What does this mean? I’ve heard this argument many times. But “creating more value” always means more energy and more materials. If you can create more value without needing more energy and materials … show me how. It hasn’t been done yet on a global scale, but I have an open mind.
Superabundant clean energy and labor will allow us to solve virtually all of today’s environmental problems. Deforestation, desertification, habitat fragmentation and loss, overfishing, coral bleaching, eutrophication and hypoxic dead zones, ocean acidification, plastic pollution, biodiversity loss, endangered species, invasive species, air pollution, water pollution, soil erosion, soil contamination, and waste management—they will all become solvable over the next several decades.
...Even better still, the good news goes beyond just environmental challenges. These very same technologies will also help us achieve our social goals as well, because they are all massively democratizing and will smash existing geographic and socioeconomic barriers to human development. With clean superabundance, we can have prosperity for everyone, everywhere, without ecological harm. Humanity can thrive, and we can heal our planet at the same time.

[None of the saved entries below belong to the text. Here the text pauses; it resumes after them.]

PR #20033, opened 2023-10-26
Clean up collection if it was created successfully.

maierlars:
### Scope & Purpose
As the comment says, it might or might not happen that the collection `cname + "2"` is created. If it is created, the test does not bother cleaning it up. And the test framework complains about a missing cleanup.

Thus, create it and then delete it again.


jsteemann (approved):
LGTM

hkernbach (approved):

PR #20036, opened 2023-10-26
Implement SupervisedScheduler::detachThread [BTS-1670]

neunhoef:
This is one measure to resolve
  https://arangodb.atlassian.net/browse/BTS-1670

In this PR we create a possiblity that a SchedulerThread can notice that 
it might be up to some longer running task (like waiting for a lock) and 
then voluntarily decide to detach itself from the scheduler to make room
for a new thread to avoid starvation of jobs on the queue.

For now, we use this for acquiring a collection level lock (as read lock 
for write operations and as write lock for exclusive access), if we 
cannot acquire the lock within 1s. This will then allow the scheduler
to create new threads to continue work on whatever priority is suitable.

### Scope & Purpose

- [*] :hankey: Bugfix

### Checklist

- [*] Tests
  - [*] C++ **Unit tests**
  - [*] **integration tests**
- [*] Backports
  - [*] Backport for 3.11: https://github.com/arangodb/arangodb/pull/20067
  - [ ] Backport for 3.10: not planned

#### Related Information

- [*] GitHub issue / Jira ticket: https://arangodb.atlassian.net/browse/BTS-1670


maierlars (approved):

CHANGELOG
```diff
@@ -1,6 +1,14 @@
 devel
 -----
 
+* Allow a scheduler thread to detach itself from the scheduler if it sees 
+  that it has to perform a potentially long running task like waiting For
```
jsteemann, line 5: nit
```suggestion
  that it has to perform a potentially long running task like waiting for
```

CHANGELOG
```diff
@@ -1,6 +1,14 @@
...
+  a lock. This allows a new scheduler thread to be started and avoids
+  that it can happen that all threads are blocked waiting for a lock,
+  which has in the past lead to deadlock situations. The number of detached
```
jsteemann, line 8: nit
```suggestion
  which has in the past led to deadlock situations. The number of detached
```

arangod/RocksDBEngine/RocksDBMetaCollection.cpp
```diff
@@ -1715,6 +1716,31 @@ ErrorCode RocksDBMetaCollection::doLock(double timeout, AccessMode::Type mode) {
       std::chrono::duration<double>(timeout));
 
   bool gotLock = false;
+  if (timeout_us > std::chrono::microseconds(1000000)) {
```
jsteemann, line 1719: nit: the value `std::chrono::microseconds(1000000)` is used 4 times in this code. IMHO it would be better to put the threshold value into a constexpr once, and then refer to it only by its symbol name.

arangod/Scheduler/SupervisedScheduler.cpp
```diff
@@ -500,6 +506,44 @@ void SupervisedScheduler::shutdown() {
...
+    if ((*it)->_thread->threadNumber() == myNumber) {
+      break;
+    }
+    ++it;
+  }
+  if (it == _workerStates.end()) {
+    return Result(TRI_ERROR_INTERNAL,
+                  "scheduler thread for detaching not found");
+  }
+  std::shared_ptr<WorkerState> state = *it;
```
jsteemann, line 530: nit:
```suggestion
  std::shared_ptr<WorkerState> state = std::move(*it);
```

arangod/Scheduler/SupervisedScheduler.h
```diff
@@ -186,16 +196,19 @@ class SupervisedScheduler final : public Scheduler {
...
   std::list<std::shared_ptr<WorkerState>> _workerStates;
   std::list<std::shared_ptr<WorkerState>> _abandonedWorkerStates;
-  std::atomic<uint64_t> _numWorking;  // Number of threads actually working
-  std::atomic<uint64_t> _numAwake;    // Number of threads working or spinning
-                                      // (i.e. not sleeping)
+  std::list<std::shared_ptr<WorkerState>> _detachedWorkerStates;
+  std::atomic<uint64_t> _numWorking;   // Number of threads actually working
+  std::atomic<uint64_t> _numAwake;     // Number of threads working or spinning
+                                       // (i.e. not sleeping)
+  std::atomic<uint64_t> _numDetached;  // Number of detached threads
```
jsteemann, line 211: I don't see an initializer for `_numDetached` here or in the .cpp file. Doesn't that mean that it has an unspecified value upon initialization?

arangod/Scheduler/SupervisedScheduler.cpp
```diff
@@ -500,6 +506,44 @@ void SupervisedScheduler::shutdown() {
...
+  // Since the thread is effectively taken out of the pool, decrease the
+  // number of workers.
+  --_numWorkers;
+  {
+    std::unique_lock<std::mutex> guard(state->_mutex);
+    state->_stop = true;  // We will be stopped after the current task is done
+                          // We know that we are working, so we do not
+                          // have to wake the thread.
+  }
+  ++_metricsThreadsStopped;
```
jsteemann, line 541: Is it ok to count the thread as `stopped` here already? The thread is still about to perform one more task, which can take an arbitrary amount of time. And until it has finished, the `stopped` counter would be off by one.

arangod/Scheduler/SupervisedScheduler.cpp
```diff
@@ -500,6 +506,44 @@ void SupervisedScheduler::shutdown() {
...
+  _detachedWorkerStates.push_back(std::move(state));
```
jsteemann, line 542: If this `push_back` operation fails because OOM, does it mean we will be in an undefined state, potentially with some resources leaked?
We could avoid this by first reserving some more memory in `_detachedWorkerStates` before making any modifications to the scheduler state, and only performing any state mutations afterwards.

arangod/Transaction/Manager.cpp
```diff
@@ -785,10 +785,15 @@ std::shared_ptr<transaction::Context> Manager::leaseManagedTrx(
...
   if (!ServerState::isDBServer(role)) {  // keep end time as small as possible
-    endTime = std::chrono::steady_clock::now() +
-              std::chrono::milliseconds(int64_t(1000 * _streamingLockTimeout));
+    endTime =
+        now + std::chrono::milliseconds(int64_t(1000 * _streamingLockTimeout));
+  }
+  std::chrono::steady_clock::time_point detachTime;
+  if (_streamingLockTimeout >= 1.0) {
+    detachTime = now + std::chrono::milliseconds(1000);
   }
```
jsteemann, line 797: Right now the detaching is not restricted to the instance types single server or DB server.
Do we want it to happen on coordinators as well, or just single servers and DB servers?

CHANGELOG
neunhoef: Done.

CHANGELOG
neunhoef: Done.

arangod/RocksDBEngine/RocksDBMetaCollection.cpp
```diff
@@ -1715,6 +1716,31 @@ ErrorCode RocksDBMetaCollection::doLock(double timeout, AccessMode::Type mode) {
...
+          _exclusiveLock.tryLockReadFor(std::chrono::microseconds(1000000));
+    }
+    if (gotLock) {
+      // keep the lock and exit
+      return TRI_ERROR_NO_ERROR;
+    }
+    LOG_TOPIC("dd231", INFO, Logger::THREADS)
+        << "Did not get lock within 1 seconds, detaching scheduler thread.";
+    Result r = arangodb::SchedulerFeature::SCHEDULER->detachThread();
+    if (r.fail() && r.is(TRI_ERROR_TOO_MANY_DETACHED_THREADS)) {
```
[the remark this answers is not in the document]
neunhoef: Done.

arangod/Scheduler/SupervisedScheduler.cpp
neunhoef: Done.

arangod/Scheduler/SupervisedScheduler.cpp
neunhoef: I think this is correct or at least consistent with prior work. I copy/pasted it from `SupervisedScheduler::StopOneThread` and there it is exactly the same. There it is exactly the same, the thread is still running and working, but already counts as stopped for the purpose of this metric. I would prefer to leave it this way.

arangod/Scheduler/SupervisedScheduler.cpp
neunhoef: I think this is OK, since the thread itself still holds a copy of the `shared_ptr` to its own state. When the current task finishes and the thread asks for more work, it will notice that `_stop` in its own state is set to `true` and will terminate. The only thing which will happen is that `cleanupAbandonedStates` will not see it and will not count down `_numDetached`. Therefore I have now added a `try/catch` statement to ignore the error, but only count the `_numDetached`, if the `push_back` has worked.

arangod/Scheduler/SupervisedScheduler.h
neunhoef: I added a zero initializer in the constructor.

arangod/Transaction/Manager.cpp
neunhoef: I think we want detaching on all types of servers, even on agents. It is a security measure and could potentially be relevant everywhere.

arangod/Transaction/Manager.cpp
```diff
@@ -898,8 +903,19 @@ std::shared_ptr<transaction::Context> Manager::leaseManagedTrx(
...
                !ServerState::instance()->isDBServer());
 
-    if (!ServerState::isDBServer(role) &&
-        std::chrono::steady_clock::now() > endTime) {
+    auto now = std::chrono::steady_clock::now();
+    if (detachTime.time_since_epoch().count() != 0 && now > detachTime) {
+      LOG_TOPIC("dd234", INFO, Logger::THREADS)
+          << "Did not get lock within 1 seconds, detaching scheduler thread.";
+      auto res = SchedulerFeature::SCHEDULER->detachThread();
+      if (res.fail() && res.is(TRI_ERROR_TOO_MANY_DETACHED_THREADS)) {
```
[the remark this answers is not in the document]
neunhoef: Done.

jsteemann (approved):
LGTM

neunhoef:
Please do not merge yet. This seems to work, but I want to add another test or two.

tests/js/client/server_parameters/detach-threads-cluster.js
```diff
@@ -0,0 +1,177 @@
...
+          let r = arango.POST_RAW(`/_api/document/${cn}`, {_key:"L"+i}, {"x-arango-async": "store", "x-arango-trx-id": trx});
+          assertEqual(202, r.code);
+          assertTrue(r.headers.hasOwnProperty("x-arango-async-id"));
+          l.push(r.headers["x-arango-async-id"]);
+        }
+
+        // Then perform simple reads to the collection. They should soon be
+        // unblocked, because of detached threads.
+        let startTime = new Date();
+        let guck = c.document("K1");
```
jsteemann, line 139: `guck` is not used later.
```suggestion
        c.document("K1");
```

jsteemann (approved):
LGTM

tests/js/client/server_parameters/detach-threads-cluster.js
```diff
@@ -0,0 +1,177 @@
...
+        for (let i = 0; i < 100; ++i) {
+          let r = arango.POST_RAW(`/_api/document/${cn}`, {_key:"L"+i}, {"x-arango-async": "store", "x-arango-trx-id": trx});
+          assertEqual(202, r.code);
+          assertTrue(r.headers.hasOwnProperty("x-arango-async-id"));
+          l.push(r.headers["x-arango-async-id"]);
+        }
+
+        // Then perform simple reads to the collection. They should soon be
+        // unblocked, because of detached threads.
+        let startTime = new Date();
```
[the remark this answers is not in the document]
neunhoef: Removed.

tests/js/client/server_parameters/detach-threads-cluster.js
neunhoef: Removed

How? There are no details here. Without details, this is just economist fan fiction. No thank you.
Our politics is tied up in growth. Yes, we want them to adopt a much wider vision of progress. But we have breached planetary boundaries, and that isn’t a detail that can be ignored. Our life support system is breaking down. Promising “more” isn’t the answer. Realizing that we have more than enough, is.





When are you going to stop avoiding the facts and admit that we don’t have a crisis that will require the debasement of our prosperity with your concept.
If the concept was called sustainability to improve our efficiency and effectiveness of planned support for prosperity that may work, but saying the next generation and the emerging world cannot have what we have is not only unethical it just wont happen.
Excellent job debunking this--and I think you're right in your initial point, that the book in question being written is an indication that degrowth is becoming mainstream.